In sintesi se un ente non ha raggiunto gli obiettivi della finanza pubblica e il pareggio di bilancio sarà condannato alla lenta e inesorabile riduzione di personale senza alcuna facoltà assunzionale eccezion fatta per i pochi contratti a termine per le funzioni essenziali prima menzionate.

A vigilare sui saldi e sui conti ci penserà poi la Corte dei conti sempre pronta ad aprire procedimenti per danni erariali.

In assenza della rimozione del turn over è insufficiente la proroga al 2017 delle graduatorie approvate dal 30 settembre 2003, graduatorie in essere al 1° settembre 2013 . Le graduatorie successive invece al termine dei 3 anni scadranno automaticamente, una distinzione assurda e senza logica

Fin qui niente di nuovo, ma cosa accadrà per la sanità alle prese con carenze di organico preoccupanti?

In ambito sanitario il gioco al massacro è comprensibile se leggiamo gli articoli demagogici contro le liste di attesa per visite, operazioni e interventi di urgenza. L’obiettivo è quello di rendere sempre meno efficiente la sanità pubblica per invogliare il ricorso alle strutture private

La voce spesa sanitaria a carico delle famiglie è sempre piu’ onerosa, qualcosa come 36 miliardi di euro, una cifra che corrisponde a un terzo del Fondo sanitario nazionale.

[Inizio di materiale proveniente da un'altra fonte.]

PR #624, opened 2024-02-22
Adding a PyMC3 compatible GP using celerite2

taylorbell57:
This PR adds a GP to the PyMC3 models which is possible thanks to the recent switch to celerite2 over celerite. Celerite2 will also eventually allow us to use jax or PyMC>3 code if/when we implement it. I've been using this in production for a while now and it has been working great!


src/eureka/S5_lightcurve_fitting/differentiable_models/GPModel.py
```diff
@@ -0,0 +1,278 @@
...
+            The requested kernel.
+        """
+        # get metric and amplitude for the current kernel and channel
+        amp = lib.exp(coeffs[c][k][0])
+        ls = lib.exp(coeffs[c][k][1])
+
+        if kernel_name == 'Matern32':
+            kernel = celerite2.terms.Matern32Term(sigma=1, rho=ls)
+        else:
+            raise AssertionError('Our celerite2 implementation currently only '
```
kevin218, line 272: Should we consider implementing a few other kernels in this PR?

taylorbell57: The small number of available celerite2 kernels are listed here: https://celerite2.readthedocs.io/en/latest/api/python/#python-recommended

I don't expect that the SHO kernel would be overly useful for our kind of data

kevin218: Ok, thanks!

In questi anni hanno distrutto la sanità pubblica solidale e universalistica, soprattutto nel Meridione condannando i pazienti a lunghi e onerosi viaggi della speranza verso gli ospedali del centro nord come leggiamo per altro nel XIX Rapporto «Pit Salute» di Cittadinanzattiva-Tribunale dei diritti del malato,

A colpi di spending review e di tagli al sistema sanitario, senza assunzioni, senza investimenti nella ricerca e senza ricambio di personale, la fa sempre piu’ da padrona la sanità privata, basti ricordare che i cittadini hanno pagato nell’ultimo anno qualcosa come 35 miliardi. Nel Sud soprattutto ma non solo, il diritto alla cura non esiste piu’ e curarsi è diventato un lusso che troppe famiglie non possono più sostenere.

In questo contesto allarmante non poteva che arrivare l’ennesima spending review, infatti la spending review entra nella sua fase strutturale, come proprio con la nuova legge di Bilancio e così i tagli di spesa saranno ingenti per i ministeri, per esempio ben 728,4 milioni . Questi tagli non andranno a colpire tanto sprechi e inefficenze, ma posti di lavoro.
Nel triennio prossimo i tagli ammonteranno a circa i 729 milioni nel 2017, circa 709 nel 2018 e a poco più di 713,2 nel 2019.

Alla luce di queste considerazioni chi avrà il coraggio di asserire che la manovra economica e l’accordo del 30 novembre tra Governo e sindacati non sia una rimessa per il pubblico, per i lavoratori e i servizi?